- _PROBLEM TO WORK ON_:
What is needed is an exact repeat of the lines from the line containing "Make sense, thanks!" through the final line of the entries below, and nothing else.

- _ENTRIES SUPPLIED_:
.....
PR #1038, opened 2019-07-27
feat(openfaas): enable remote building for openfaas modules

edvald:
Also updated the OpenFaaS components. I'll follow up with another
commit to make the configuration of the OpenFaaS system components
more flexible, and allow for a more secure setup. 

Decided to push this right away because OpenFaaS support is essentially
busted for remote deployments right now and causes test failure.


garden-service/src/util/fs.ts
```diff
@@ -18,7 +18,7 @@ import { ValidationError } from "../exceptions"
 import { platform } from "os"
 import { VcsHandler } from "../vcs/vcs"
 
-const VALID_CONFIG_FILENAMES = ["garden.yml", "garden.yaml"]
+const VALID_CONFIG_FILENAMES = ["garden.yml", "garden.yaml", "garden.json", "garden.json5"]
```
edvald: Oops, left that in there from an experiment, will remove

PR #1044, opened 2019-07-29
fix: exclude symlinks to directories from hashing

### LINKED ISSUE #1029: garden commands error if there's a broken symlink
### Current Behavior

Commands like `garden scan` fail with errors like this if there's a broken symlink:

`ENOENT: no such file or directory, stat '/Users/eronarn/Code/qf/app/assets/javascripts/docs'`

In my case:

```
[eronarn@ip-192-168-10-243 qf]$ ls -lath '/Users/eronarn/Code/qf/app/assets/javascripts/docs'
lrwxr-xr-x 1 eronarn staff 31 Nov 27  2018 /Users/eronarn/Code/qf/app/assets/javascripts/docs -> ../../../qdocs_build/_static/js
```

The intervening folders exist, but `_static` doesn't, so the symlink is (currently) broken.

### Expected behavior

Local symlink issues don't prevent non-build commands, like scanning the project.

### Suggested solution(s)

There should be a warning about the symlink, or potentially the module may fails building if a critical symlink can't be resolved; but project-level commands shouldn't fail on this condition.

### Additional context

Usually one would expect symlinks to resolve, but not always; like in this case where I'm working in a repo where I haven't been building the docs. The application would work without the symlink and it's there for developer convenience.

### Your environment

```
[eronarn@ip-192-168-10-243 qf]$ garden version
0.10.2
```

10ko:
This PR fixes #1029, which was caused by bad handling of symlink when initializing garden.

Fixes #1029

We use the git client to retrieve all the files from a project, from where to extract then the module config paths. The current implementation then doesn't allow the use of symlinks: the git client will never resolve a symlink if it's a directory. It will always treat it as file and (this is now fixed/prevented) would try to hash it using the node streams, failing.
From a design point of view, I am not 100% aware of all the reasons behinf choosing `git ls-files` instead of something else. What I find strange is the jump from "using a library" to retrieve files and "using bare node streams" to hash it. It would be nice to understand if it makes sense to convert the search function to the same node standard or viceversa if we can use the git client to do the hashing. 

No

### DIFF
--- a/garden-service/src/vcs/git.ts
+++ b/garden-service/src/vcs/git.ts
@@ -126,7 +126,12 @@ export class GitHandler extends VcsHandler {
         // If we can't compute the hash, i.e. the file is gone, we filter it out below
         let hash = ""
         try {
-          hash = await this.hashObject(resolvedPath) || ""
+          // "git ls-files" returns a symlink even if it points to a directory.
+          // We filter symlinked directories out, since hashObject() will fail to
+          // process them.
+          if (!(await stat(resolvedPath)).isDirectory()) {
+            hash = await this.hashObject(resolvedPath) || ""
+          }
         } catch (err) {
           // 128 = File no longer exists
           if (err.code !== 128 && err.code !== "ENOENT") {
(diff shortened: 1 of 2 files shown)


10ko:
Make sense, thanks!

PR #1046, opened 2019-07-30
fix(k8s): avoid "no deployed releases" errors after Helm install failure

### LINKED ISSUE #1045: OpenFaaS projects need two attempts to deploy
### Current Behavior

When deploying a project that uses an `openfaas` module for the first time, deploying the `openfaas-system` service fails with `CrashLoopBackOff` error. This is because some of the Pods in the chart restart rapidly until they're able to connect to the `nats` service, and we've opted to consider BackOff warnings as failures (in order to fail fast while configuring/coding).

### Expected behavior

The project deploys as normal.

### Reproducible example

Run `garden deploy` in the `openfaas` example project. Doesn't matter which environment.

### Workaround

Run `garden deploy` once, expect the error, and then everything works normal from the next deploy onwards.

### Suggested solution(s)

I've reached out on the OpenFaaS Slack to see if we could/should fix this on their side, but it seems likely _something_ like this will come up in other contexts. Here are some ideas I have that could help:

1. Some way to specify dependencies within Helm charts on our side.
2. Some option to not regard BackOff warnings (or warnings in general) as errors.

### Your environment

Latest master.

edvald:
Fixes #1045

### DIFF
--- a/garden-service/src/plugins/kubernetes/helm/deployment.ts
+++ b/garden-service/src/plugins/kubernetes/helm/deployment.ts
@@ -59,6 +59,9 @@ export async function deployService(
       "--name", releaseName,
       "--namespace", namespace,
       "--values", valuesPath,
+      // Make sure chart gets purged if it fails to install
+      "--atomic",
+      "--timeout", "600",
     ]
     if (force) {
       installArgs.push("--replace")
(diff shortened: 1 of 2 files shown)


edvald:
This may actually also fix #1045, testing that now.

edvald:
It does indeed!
.....
- _EXPECTED ANSWER_:
Make sense, thanks!

PR #1046, opened 2019-07-30
fix(k8s): avoid "no deployed releases" errors after Helm install failure

### LINKED ISSUE #1045: OpenFaaS projects need two attempts to deploy
### Current Behavior

When deploying a project that uses an `openfaas` module for the first time, deploying the `openfaas-system` service fails with `CrashLoopBackOff` error. This is because some of the Pods in the chart restart rapidly until they're able to connect to the `nats` service, and we've opted to consider BackOff warnings as failures (in order to fail fast while configuring/coding).

### Expected behavior

The project deploys as normal.

### Reproducible example

Run `garden deploy` in the `openfaas` example project. Doesn't matter which environment.

### Workaround

Run `garden deploy` once, expect the error, and then everything works normal from the next deploy onwards.

### Suggested solution(s)

I've reached out on the OpenFaaS Slack to see if we could/should fix this on their side, but it seems likely _something_ like this will come up in other contexts. Here are some ideas I have that could help:

1. Some way to specify dependencies within Helm charts on our side.
2. Some option to not regard BackOff warnings (or warnings in general) as errors.

### Your environment

Latest master.

edvald:
Fixes #1045

### DIFF
--- a/garden-service/src/plugins/kubernetes/helm/deployment.ts
+++ b/garden-service/src/plugins/kubernetes/helm/deployment.ts
@@ -59,6 +59,9 @@ export async function deployService(
       "--name", releaseName,
       "--namespace", namespace,
       "--values", valuesPath,
+      // Make sure chart gets purged if it fails to install
+      "--atomic",
+      "--timeout", "600",
     ]
     if (force) {
       installArgs.push("--replace")
(diff shortened: 1 of 2 files shown)


edvald:
This may actually also fix #1045, testing that now.

edvald:
It does indeed!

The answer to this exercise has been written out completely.